Mark Brister, president of Oklahoma Baptist University, addressed his campus community in a similar fashion, saying, “While we respect their right to hold their views, we also ask that they respect our right as a private institution to hold views based on our mission as an institution of Christian higher education.”

Brister made clear that Soulforce will not succeed in causing the university to change its policy on human sexuality, but he urged students and faculty to exhibit a Christ-like attitude toward the demonstrators.

“While we are committed to treating the riders with Christian courtesy and individual respect, we will not accept disruption of OBU business nor deem acceptable any OBU student or employee’s safety being threatened by this group,” Brister wrote. “Please pray for all individuals involved in this upcoming event, both the riders and the Christian schools they visit.

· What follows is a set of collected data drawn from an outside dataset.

Issue #4453, opened 2022-12-01
Feature request: Support dotnet lambda container builds


1davidmichael:
### Describe your idea/feature/enhancement

All other language run-times support the `--use-container` option for `sam build` except dotnet runtimes. With the addition of [build images for dotnet](https://github.com/aws/aws-sam-build-images/pull/25) it should now be possible to do this.

I've tested this with a [quick hack here](https://github.com/aws/aws-sam-cli/commit/34a3fd8859759ed7e8bec568276fee97bc2b5b03) and it appears to work. I was able to successfully build and publish a `dotnet6` runtime lambda via the following commands:

```bash
sam build -u
sam deploy --config-file samconfig.toml
```

However, I am guessing the change from read-only to read-write for the manifest dir is not ideal.

### Proposal

Add support for dotnet lambda builds via docker containers to align with other runtime supported builds.

Things to consider:
1. May require updates to the docker build logic to support how it is handled via dotnet

torresxb1:
Thanks for the feature request! Write permissions would indeed require some caution here. Let me bring this up to the team for discussion.

torresxb1:
Hi @1davidmichael, wanted to give an update after discussing with the team: this is something that was on our map already, and we're in the process of prioritizing it, but we can't give any timelines at the moment.

1davidmichael:
@torresxb1 awesome to here. Thanks!

PR #4665, opened 2023-02-07
feat: support dotnet lambda container builds

mrkdeng:

#4453

- This change adds support for .NET lambda container builds. It allows mounting source directory with write permissions when building in container because .NET builds write output to the source directory.
- In most cases on posix system, Docker Daemon is running as root. This change solves this problem by running docker as a non-root user.

- Add a new sam build CLI argument `--mount-with [READ|WRITE]` that enables mounting source code directory with READ/WRITE permissions. Then run Docker as a non-root user (unless current user is root) if mount with write, which gives user the least privilege 
- .NET lambda container builds always need `--mount-with WRITE` to be specified. If building without explicit `--mount-with`, a confirmation dialog pops up and asks write permissions to source code directory
- This change is backward compatible and not breaking since container builds for .NET was not supported. For other runtimes, they mount source code as READ only by default, unless with intently using `--mount-with WRITE`

There is permission issue when running .NET image as non-root user [#7868](https://github.com/dotnet/core/issues/7868). This change relies on docker images to set environment variables such as `DOTNET_CLI_HOME`, `XDG_DATA_HOME`

#### Mandatory Checklist

- [X] Write/update unit tests
- [X] `make pr` passes
- [X] Write documentation


samcli/local/docker/lambda_build_container.py
```diff
@@ -104,8 +130,23 @@ def __init__(  # pylint: disable=too-many-locals
...
             entrypoint=entry,
             env_vars=env_vars,
+            mount_with_write=mount_with_write,
         )
 
+    def make_host_tmp_dirs(self):
+        """
+        Make tmp dirs on host
+        """
+        if self._host_tmp_base_dir and not os.path.exists(self._host_tmp_base_dir):
```
Beau-Gosse-dev, line 140: So we won't create it if it already exists, but then we'll delete it afterwards? Can we not use a common path like /tmp/samcli ? A user might actually use that for something. Can we just use a GUID or something for the path? This is on the host machine, right? It doesn't have to match the path inside the container, right?

Beau-Gosse-dev (changes requested):

samcli/local/docker/container.py
```diff
@@ -135,15 +139,15 @@ def create(self):
         _volumes = {}
 
         if self._host_dir:
-            LOG.info("Mounting %s as %s:ro,delegated inside runtime container", self._host_dir, self._working_dir)
+            mount_mode = "rw" if self._mount_with_write else "ro,delegated"
```
jfuss, line 142: Should this still have `,delegated` on the `rw`?

samcli/local/docker/container.py
```diff
@@ -157,6 +161,16 @@ def create(self):
...
 
+        # Get effective user when mounting with write permissions
+        if self._mount_with_write:
+            effective_user = get_posix_effective_user()
+            if effective_user:
+                user_id = effective_user["user_id"]
+                # skip if user id is 0 (root)
+                if user_id != 0:
+                    group_id = effective_user["group_id"]
+                    kwargs["user"] = f"{user_id}:{group_id}" if group_id else user_id
```
jfuss, line 172: Can you explain what this is for? I am having a hard time understanding the implications here.

samcli/local/docker/lambda_build_container.py
```diff
@@ -42,7 +46,16 @@ def __init__(  # pylint: disable=too-many-locals
...
+        mount_with_write: bool = False,
     ):
+        # tmp dirs on host that will be mounted to allow write permissions to `/tmp/samcli/` on container
+        # only when `mount_with_write` is True
+        if mount_with_write:
+            self._host_tmp_dir = os.path.join(source_dir, "tmp")
+            self._host_tmp_base_dir = os.path.join(source_dir, "tmp", "samcli")
+        else:
+            self._host_tmp_dir = None
+            self._host_tmp_base_dir = None
```
jfuss, line 58:
```
self._host_temp_dir = None
self._host_tmp_base_dir = None

if mount_with_write:
            self._host_tmp_dir = os.path.join(source_dir, "tmp")
            self._host_tmp_base_dir = os.path.join(source_dir, "tmp", "samcli")
```

Is a much cleaner way to write this

samcli/local/docker/lambda_build_container.py
```diff
@@ -249,21 +295,27 @@ def _convert_to_container_dirs(host_paths_to_convert, host_to_container_path_map
...
+            The build method specified in metadata
 
         Returns
         -------
         str
             valid image name
         """
-        return f"{LambdaBuildContainer._IMAGE_URI_PREFIX}-{runtime}:" + LambdaBuildContainer.get_image_tag(architecture)
+        # a list of build methods need to get image based on build method itself instead of runtime
+        get_image_from_build_method = ["dotnet7"]
```
jfuss, line 315: Can we move this logic to before the calling this method? Seems weird to put this here and just override the runtime. Also hardcodes specific `dotnet7` things in "random" places. Can we make this more abstract to support similar things for future cases?

For example, If `build_method` is provided, we use that over the runtime directly?

tests/testing_utils.py
```diff
@@ -66,7 +66,7 @@ def run_command(command_list, cwd=None, env=None, timeout=TIMEOUT) -> CommandRes
         raise
 
 
-def run_command_with_input(command_list, stdin_input, timeout=TIMEOUT, cwd=None) -> CommandResult:
+def run_command_with_input(command_list, stdin_input, timeout=TIMEOUT, cwd=None, env=None) -> CommandResult:
```
jfuss, line 69: `env` is unused here.

jfuss (changes requested):
Did a first pass with some feedback. 

Thank you for adding integration tests but please make sure you are also adding unit tests to cover your changes.

samcli/commands/build/command.py
```diff
@@ -136,6 +136,15 @@
     help="Enabled parallel builds. Use this flag to build your AWS SAM template's functions and layers in parallel. "
     "By default the functions and layers are built in sequence",
 )
+@click.option(
+    "--mount-with-write",
```
mndeveci, line 140: For boolean options, we usually provide both values. So we can rename this to; `--mount-with-write/--mount-with-read`? Default value would be `--mount-with-read` which will resolve as `mount_with_write=False` down below.

samcli/lib/build/app_builder.py
```diff
@@ -946,6 +961,7 @@ def _build_function_on_container(
             # "/." is a Docker thing that instructions the copy command to download contents of the folder only
             result_dir_in_container = response["result"]["artifacts_dir"] + "/."
             container.copy(result_dir_in_container, artifacts_dir)
+            container.remove_host_tmp_dirs()
```
mndeveci, line 964: This should be called in finally block

samcli/local/docker/container.py
```diff
@@ -16,7 +16,7 @@
 from samcli.lib.utils.tar import extract_tarfile
 from .exceptions import ContainerNotStartableException
 
-from .utils import to_posix_path, find_free_port, NoFreePortsError
+from .utils import to_posix_path, find_free_port, NoFreePortsError, get_posix_effective_user
```
mndeveci, line 19: nit: Please use absolute imports

samcli/local/docker/utils.py
```diff
@@ -154,3 +155,22 @@ def get_docker_platform(architecture: str) -> str:
...
     return f"linux/{get_image_arch(architecture)}"
+
+def get_posix_effective_user() -> Dict[str, str]:
+    """
+    Returns the posix effective user and group id
+
+    :returns Dictionary containing user and group id, or None for non posix systems
+    """
+    if os.name.lower() == 'posix':
+        effective_user = {}
```
mndeveci, line 166: Can we use `@dataclass` instead of dictionary here? It will be easy to use in other places (no need to hardcode its keys for instance).

mndeveci (changes requested):

mrkdeng:
@Beau-Gosse-dev @jfuss @mndeveci thank you for reviewing this PR. Push two commits with one addressing comments, another one updating/adding unit tests

samcli/local/docker/lambda_build_container.py
mrkdeng: Done. I changed the name to `specified_workflow` to be more consistent with `workflow_config.py`

samcli/lib/build/workflow_config.py
```diff
@@ -258,6 +254,47 @@ def _key(c: CONFIG) -> str:
     return True, None
 
 
+def supports_specified_workflow(specified_workflow: str) -> bool:
```
jfuss, line 257: I am having an hard time understand what this is actually for. Could you describe the use-case for this?

Note: This is probably just a gap in my understanding.

samcli/local/docker/lambda_build_container.py
```diff
@@ -142,12 +162,14 @@ def _make_request(
                         "dependency_manager": dependency_manager,
                         "application_framework": application_framework,
                     },
+                    "base_dir": container_dirs["base_dir"],
```
jfuss, line 165: This json is used to call AWS Lambda Builders in an RPC mode within the container. `base_dir`, `specified_workflow`, and `mount_with_write` are not apart of that: https://github.com/aws/aws-lambda-builders/blob/develop/aws_lambda_builders/__main__.py#L117

Was this meant to be added here?

jfuss (changes requested):

samcli/lib/build/app_builder.py
```diff
@@ -7,15 +7,14 @@
...
-
 import docker
 import docker.errors
 from aws_lambda_builders import (
     RPC_PROTOCOL_VERSION as lambda_builders_protocol_version,
 )
 from aws_lambda_builders.builder import LambdaBuilder
 from aws_lambda_builders.exceptions import LambdaBuilderError
-
+from samcli.commands.build.utils import prompt_user_to_enable_mount_with_write
```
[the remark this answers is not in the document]
mrkdeng: Yes, we could do it in the `build_context`. Currently we don't prompt click until we know `_mount_with_write` is a must-have. I might be wrong - if move it to `command`, we will need to introduce the functionality in `workflow_config.get_workflow_config` to determine if `_mount_with_write` is needed. Doing so does move the UX part out of the `lib`, but not separate those components ideally.

samcli/lib/build/workflow_config.py
mrkdeng: Regarding [comment](https://github.com/aws/aws-sam-cli/pull/4665#discussion_r1099260481) to keep `_get_image` clean. If this method returns True, the `specified_workflow` (`BuildMethod` in `.yaml`) will overwrite `runtime` to get docker image. One concern is, `dotnet7` is not the only one that has `specified_workflow`, but we know for sure it is safe because container builds for `dotnet` wasn't supported. For other runtimes consuming `provided.al2`, it's hard to say it wouldn't break. So I think this check is necessary before passing down `specified_workflow`. Lmk if there's a better way to do this.

samcli/local/docker/lambda_build_container.py
mrkdeng: Remove if that's the only consumer.

samcli/commands/build/command.py
```diff
@@ -136,6 +136,16 @@
     help="Enabled parallel builds. Use this flag to build your AWS SAM template's functions and layers in parallel. "
     "By default the functions and layers are built in sequence",
 )
+@click.option(
+    "--mount-with-write/--mount-with-read",
```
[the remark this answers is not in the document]
mrkdeng: Regarding [comment](https://github.com/aws/aws-sam-cli/pull/4665#discussion_r1100488846). Lmk `--mount-with-read` or `--no-mount-with-write` which makes more sense.

tests/integration/buildcmd/test_build_cmd.py
```diff
@@ -1038,10 +1038,158 @@ def test_with_dotnetcore(self, runtime, code_uri, mode, architecture="x86_64"):
...
+        [
+            ("dotnetcore3.1", "Dotnetcore3.1", None),
+            ("dotnet6", "Dotnet6", None),
+            ("dotnetcore3.1", "Dotnetcore3.1", "debug"),
+            ("dotnet6", "Dotnet6", "debug"),
+            ("provided.al2", "Dotnet7", None),
+        ]
+    )
+    @pytest.mark.flaky(reruns=3)
+    def test_with_dotnetcore_in_container_mount_with_write_explicit(
```
lucashuy, line 1051: Can we also add the Docker skip decorator to this test?
```python
@skipIf(SKIP_DOCKER_TESTS or SKIP_DOCKER_BUILD, SKIP_DOCKER_MESSAGE)
```

tests/integration/buildcmd/test_build_cmd.py
```diff
@@ -1038,10 +1038,158 @@ def test_with_dotnetcore(self, runtime, code_uri, mode, architecture="x86_64"):
...
+                str(self.default_build_dir),
+            ),
+        )
+
+        expected = "{'message': 'Hello World'}"
+        if not SKIP_DOCKER_TESTS:
+            self._verify_invoke_built_function(
+                self.built_template, self.FUNCTION_LOGICAL_ID, self._make_parameter_override_arg(overrides), expected
+            )
+        self.verify_docker_container_cleanedup(runtime)
```
lucashuy, line 1112: Similarly, since this is already a Docker related test, we can remove this check and just call the methods.

tests/integration/buildcmd/test_build_cmd.py
```diff
@@ -1038,10 +1038,158 @@ def test_with_dotnetcore(self, runtime, code_uri, mode, architecture="x86_64"):
...
+        [
+            ("dotnetcore3.1", "Dotnetcore3.1", None),
+            ("dotnet6", "Dotnet6", None),
+            ("dotnetcore3.1", "Dotnetcore3.1", "debug"),
+            ("dotnet6", "Dotnet6", "debug"),
+            ("provided.al2", "Dotnet7", None),
+        ]
+    )
+    @pytest.mark.flaky(reruns=3)
+    def test_with_dotnetcore_in_container_mount_with_write_interactive(
```
lucashuy, line 1124: Same feedback regarding skipping Docker test decorator and `if` statement check at the end of this test

samcli/lib/build/workflow_config.py
```diff
@@ -245,11 +245,7 @@ def _key(c: CONFIG) -> str:
     # A "workflow config" is like a primary key to identify the workflow. So we use the config as a key in the
     # map to identify which workflows can support building within a container.
 
-    unsupported = {
-        _key(DOTNET_CLIPACKAGE_CONFIG): "We do not support building .NET Core Lambda functions within a container. "
-        "Try building without the container. Most .NET Core functions will build "
-        "successfully.",
-    }
+    unsupported: Dict[str, str] = {}
```
mndeveci, line 248: Why we are keeping empty `unsupported` dict here? It was `dotnet` builders before, but I can't understand what are we setting it now.

samcli/local/docker/container.py
```diff
@@ -157,6 +168,15 @@ def create(self):
             "use_config_proxy": True,
         }
 
+        # Get effective user when building lambda and mounting with write permissions
+        # Pass effective user to docker run CLI as "--user" option in the format of uid[:gid]
+        # to run docker as current user instead of root
+        # Skip if current user is root on posix systems or non-posix systems
+        _root_user_id = "0"
+        effective_user = EffectiveUser.get_current_effective_user().to_effective_user_str()
+        if self._mount_with_write and effective_user and effective_user != _root_user_id:
```
mndeveci, line 177: Can we add some debug logs here to investigate any possible issue in the future?

samcli/local/docker/container.py
```diff
@@ -256,6 +276,12 @@ def delete(self):
             if not removal_in_progress:
                 raise ex
             LOG.debug("Container removal is in progress, skipping exception: %s", msg)
+        finally:
+            # Remove tmp dir on the host
+            if self._host_tmp_dir:
+                host_tmp_dir_path = pathlib.Path(self._host_tmp_dir)
+                if host_tmp_dir_path.exists():
+                    shutil.rmtree(self._host_tmp_dir)
```
mndeveci, line 284: Same, let's add some debug logging

samcli/local/docker/container.py
```diff
@@ -277,6 +303,10 @@ def start(self, input_data=None):
         if not self.is_created():
             raise RuntimeError("Container does not exist. Cannot start this container")
 
+        # Make tmp dir on the host
+        if self._mount_with_write and self._host_tmp_dir and not os.path.exists(self._host_tmp_dir):
+            os.mkdir(self._host_tmp_dir)
```
mndeveci, line 308: Same, let's add some debug logging

mndeveci (changes requested):

samcli/commands/build/command.py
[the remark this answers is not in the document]
jfuss: I can sync with @mndeveci. I would rather this be an option with enum values. I find this being a flag confusing and will make `samconfig.toml` more confusing than it is today.

samcli/lib/build/app_builder.py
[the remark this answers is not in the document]
jfuss: I don't have anything against prompting but it shouldn't be done within the lib. If the customer is passing in "mount with write", we can check that in the `samcli/commands/build` module. It doesn't need to be tied to a specific workflow (that will just cause more issues in the long run).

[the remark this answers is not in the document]
jfuss: I don't have anything against prompting but it shouldn't be done within the lib. If the customer is passing in "mount with write", we can check that in the samcli/commands/build module. It doesn't need to be tied to a specific workflow (that will just cause more issues in the long run).

samcli/commands/build/command.py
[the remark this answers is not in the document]
jfuss: I can sync with @mndeveci. I would rather this be an option with enum values. I find this being a flag confusing and will make samconfig.toml more confusing than it is today.

samcli/lib/build/workflow_config.py
sriram-mv: This makes sense, let's remove if we don't need it.

samcli/commands/build/build_context.py
```diff
@@ -296,7 +300,6 @@ def run(self):
             BuildError,
             BuildInsideContainerError,
             UnsupportedBuilderLibraryVersionError,
-            ContainerBuildNotSupported,
```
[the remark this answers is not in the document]
mrkdeng: `dotnet` is the only runtime that throws this exception

samcli/lib/build/app_builder.py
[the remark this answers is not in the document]
mrkdeng: Moved prompting to `samcli.build.build_context`. I import `samcli.lib.build.work_config` and assume it's ok since there are already imports from `samlic.lib.build` to `samcli.build.build_context`

samcli/commands/build/utils.py
```diff
@@ -1,13 +1,65 @@
...
+        function = functions[0]
+        runtime = function.runtime
+        code_uri = function.codeuri
+        # get specified_workflow if metadata exists
+        metadata = function.metadata
+        specified_workflow = metadata.get("BuildMethod", None) if metadata else None
+    elif len(layers) > 0:
+        layer = layers[0]
+        specified_workflow = layer.build_method
+        code_uri = layer.codeuri
```
mndeveci, line 50: Why we are checking just one function and layer? Shouldn't this loop through all of them to see if any of them satisfy the need for the prompt?

samcli/commands/build/command.py
```diff
@@ -275,6 +287,7 @@ def do_cli(  # pylint: disable=too-many-locals, too-many-statements
         aws_region=click_ctx.region,
         hook_name=hook_name,
         build_in_source=build_in_source,
+        mount_with=mount_with,
```
mndeveci, line 290: I would set the default (READ) here in case it is `None` to make the rest of the implementation easier (we don't need to check if it is `None` or any other value.)

samcli/lib/build/app_builder.py
```diff
@@ -682,7 +682,7 @@ def _build_function(  # pylint: disable=R1710
                     # None represents the global build image for all functions/layers
                     global_image = self._build_images.get(None)
                     image = self._build_images.get(function_name, global_image)
-
+                    build_workflow = specified_workflow if supports_specified_workflow(specified_workflow) else None
```
mndeveci, line 685: Shouldn't we set this higher up at line 650?

samcli/commands/build/command.py
```diff
@@ -136,6 +136,15 @@
     help="Enabled parallel builds. Use this flag to build your AWS SAM template's functions and layers in parallel. "
     "By default the functions and layers are built in sequence",
 )
+@click.option(
+    "--mount-with",
+    "-mw",
+    type=click.Choice(["READ", "WRITE"], case_sensitive=False),
```
mndeveci, line 142: I would recommend writing an enum and comparing its value rather than keeping constant string (`"read", "write"`) in the code.

mndeveci (changes requested):

samcli/commands/build/command.py
```diff
@@ -136,6 +137,16 @@
     help="Enabled parallel builds. Use this flag to build your AWS SAM template's functions and layers in parallel. "
     "By default the functions and layers are built in sequence",
 )
+@click.option(
+    "--mount-with",
+    "-mw",
+    type=click.Choice(MountMode.values(), case_sensitive=False),
+    default=MountMode.READ.value,
+    help="Optional. Specify mount mode for building functions/layers inside container. "
+    "If mount with write permissions, some files in source code directory may be changed/added by the build process. "
```
mndeveci, line 146: Might be a better help text? 🤔 
```suggestion
    "If it is mounted with write permissions, some files in source code directory may be changed/added by the build process. "
```

samcli/commands/build/command.py
```diff
@@ -175,6 +186,7 @@ def cli(
     config_env: str,
     hook_name: Optional[str],
     skip_prepare_infra: bool,
+    mount_with="READ",
```
mndeveci, line 189: Still using string, let's use the enum

samcli/commands/build/command.py
```diff
@@ -230,6 +243,7 @@ def do_cli(  # pylint: disable=too-many-locals, too-many-statements
     exclude: Optional[Tuple[str, ...]],
     hook_name: Optional[str],
     build_in_source: Optional[bool],
+    mount_with="READ",
```
mndeveci, line 246: Same as above, please use enum rather than hardcoded string

samcli/commands/build/utils.py
```diff
@@ -0,0 +1,106 @@
...
+        if code_uri:
+            runtime = function.runtime
+            code_dir = str(pathlib.Path(base_dir, code_uri).resolve())
+            # get specified_workflow if metadata exists
+            metadata = function.metadata
+            specified_workflow = metadata.get("BuildMethod", None) if metadata else None
+            config = get_workflow_config(runtime, code_dir, base_dir, specified_workflow)
+            # at least one function needs mount with write, return with prompting
+            if config.must_mount_with_write_in_container:
+                return prompt(config, code_dir)
```
mndeveci, line 66: If you use early-exit in if statements, we can remove some indentation here to remove some complexity while reading this code (see: https://medium.com/swlh/return-early-pattern-3d18a41bba8)
```suggestion
        if not code_uri:
            continue
        runtime = function.runtime
        code_dir = str(pathlib.Path(base_dir, code_uri).resolve())
        # get specified_workflow if metadata exists
        metadata = function.metadata
        specified_workflow = metadata.get("BuildMethod", None) if metadata else None
        config = get_workflow_config(runtime, code_dir, base_dir, specified_workflow)
        # at least one function needs mount with write, return with prompting
        if not config.must_mount_with_write_in_container:
            continue
        return prompt(config, code_dir)
```

Same can be done with the other loop for layer below

samcli/lib/build/app_builder.py
mndeveci: Then can we re-use `specified_workflow` name or something else? Since `build_workflow` is too generic comparing to where it is coming from.

samcli/lib/build/workflow_config.py
```diff
@@ -222,40 +222,25 @@ def get_workflow_config(
...
     -------
-    tuple(bool, str)
-        True, if this workflow can be built inside a container. False, along with a reason message if it cannot be.
+    bool
+        True, if this workflow is supported, can be used to overwrite runtime and get docker image
     """
 
-    def _key(c: CONFIG) -> str:
-        return str(c.language) + str(c.dependency_manager) + str(c.application_framework)
+    supported_specified_workflow = ["dotnet7"]
```
mndeveci, line 241: Isn't this return `False` for every other runtime? In that case, it looks like we might be breaking their build workflow

mndeveci (changes requested):

samcli/lib/build/workflow_config.py
mrkdeng: This wouldn't break others. The last parameter passed to `_build_function_on_container` and downstream is newly added. It allows builds such as `dotnet7` with `provided.al2` as runtime and a specified workflow to use the specified workflow to get docker image. This method returns `False` for others, so no specified workflow being passed down and they will use `runtime` to get docker image as previous.

samcli/commands/build/build_context.py
```diff
@@ -78,6 +78,7 @@ def __init__(
         locate_layer_nested: bool = False,
         hook_name: Optional[str] = None,
         build_in_source: Optional[bool] = None,
+        mount_with=MountMode.READ.value,
```
mndeveci, line 81:
```suggestion
        mount_with: MountMode = MountMode.READ
```

samcli/commands/build/build_context.py
```diff
@@ -235,6 +239,19 @@ def run(self):
 
         self._stacks = self._handle_build_pre_processing()
 
+        # boolean value indicates if mount with write or not, defaults to READ ONLY
+        mount_with_write = False
+        if self._use_container:
+            if self._mount_with.lower() == MountMode.WRITE.value.lower():
```
mndeveci, line 245:
```suggestion
            if self._mount_with == MountMode.WRITE:
```

samcli/commands/build/command.py
```diff
@@ -136,6 +137,16 @@
     help="Enabled parallel builds. Use this flag to build your AWS SAM template's functions and layers in parallel. "
     "By default the functions and layers are built in sequence",
 )
+@click.option(
+    "--mount-with",
+    "-mw",
+    type=click.Choice(MountMode.values(), case_sensitive=False),
```
mndeveci, line 143: Please check how this is done in other places, example: https://github.com/aws/aws-sam-cli/blob/develop/samcli/commands/local/cli_common/options.py#L230

samcli/commands/build/command.py
```diff
@@ -175,6 +186,7 @@ def cli(
     config_env: str,
     hook_name: Optional[str],
     skip_prepare_infra: bool,
+    mount_with=MountMode.READ.value,
```
mndeveci, line 189: Please add typing and  default value might be redundant since click sets this up automatically

samcli/commands/build/command.py
```diff
@@ -230,6 +243,7 @@ def do_cli(  # pylint: disable=too-many-locals, too-many-statements
     exclude: Optional[Tuple[str, ...]],
     hook_name: Optional[str],
     build_in_source: Optional[bool],
+    mount_with=MountMode.READ.value,
```
mndeveci, line 246: Default might come from click setting above, so we can add typing and remove default from here as well

samcli/commands/build/utils.py
```diff
@@ -0,0 +1,110 @@
...
+
+    @classmethod
+    def values(cls) -> List[str]:
+        """
+        A getter to retrieve the accepted value list for mount mode
+
+        Returns: List[str]
+            The accepted mount mode list
+        """
+        return [e.value for e in cls]
```
mndeveci, line 30: If we can use `_members_` for click option, then we might remove this function here as well

samcli/local/docker/effective_user.py
```diff
@@ -0,0 +1,39 @@
...
+
+    def to_effective_user_str(self) -> Optional[str]:
+        """
+        Return String representation of the posix effective user, or None for non posix systems
+        """
+        if not self.user_id:
+            # Return None for non-posix systems
+            return None
+
+        root_user_id = "0"
```
mndeveci, line 22: can we move this to a constant?

samcli/local/docker/lambda_build_container.py
```diff
@@ -83,16 +88,25 @@ def __init__(  # pylint: disable=too-many-locals
...
             # Manifest is mounted separately in order to support the case where manifest
             # is outside of source directory
-            manifest_dir: {"bind": container_dirs["manifest_dir"], "mode": "ro"}
+            manifest_dir: {"bind": container_dirs["manifest_dir"], "mode": mount_mode}
         }
 
+        host_tmp_dir = None
+        if mount_with_write:
+            # Mounting tmp dir on the host as ``/tmp/samcli`` on container, which gives current user write permissions
+            host_tmp_dir = os.path.join(source_dir, str(uuid4()))
```
mndeveci, line 107: Let's use utility functions to create tmp directory rather than creating one in the source folder. See example utility here: https://github.com/aws/aws-sam-cli/blob/3a7a4c39d62456b623d4183857c6e253e5236cef/samcli/lib/package/local_files_utils.py#L14

mrkdeng: Instead of `source_dir`, now using `../.aws-sam/build/`

samcli/commands/build/build_context.py
mrkdeng: Click.Choice takes [str] only. Workaround: Convert str to enum in BuildContext.__init__() https://github.com/aws/aws-sam-cli/blob/280b16030ddee5e1b8ff1121f39e29892a53186e/samcli/commands/build/build_context.py#L178

mndeveci (approved):
Thanks for addressing all the comments, looking forward to ship this feature soon! 🥳

jfuss (approved):
LGTM.

Thanks @mrkdeng for handling all the feedback along the way. I know that can be a lot and time consuming but I think we ended up in a good state as a result.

This is an opportunity for us to demonstrate the uniqueness of OBU to a watching community, and perhaps our state and nation.”

Mike Haley, director of gender issues at Focus on the Family, suggested that campuses on the bus tour get ready in practical ways for the arrival of the Soulforce activists.

“School officials can prepare faculty and students for the visit in a number of ways,” he said. “To begin with, arm them with the facts. Discuss the myth of the gay gene. Discuss the fact that they will hear stories from an emotional perspective, and point out that those stories aren’t backed up with facts.”

Soulforce, Haley said, likely will seek to twist Scriptures to fit their agenda, but Christians must be ready with an accurate view of God’s Word.

“They’ll try to confuse the issue. Students need to examine what Scripture truly has to say about the issue of homosexuality,” Haley said.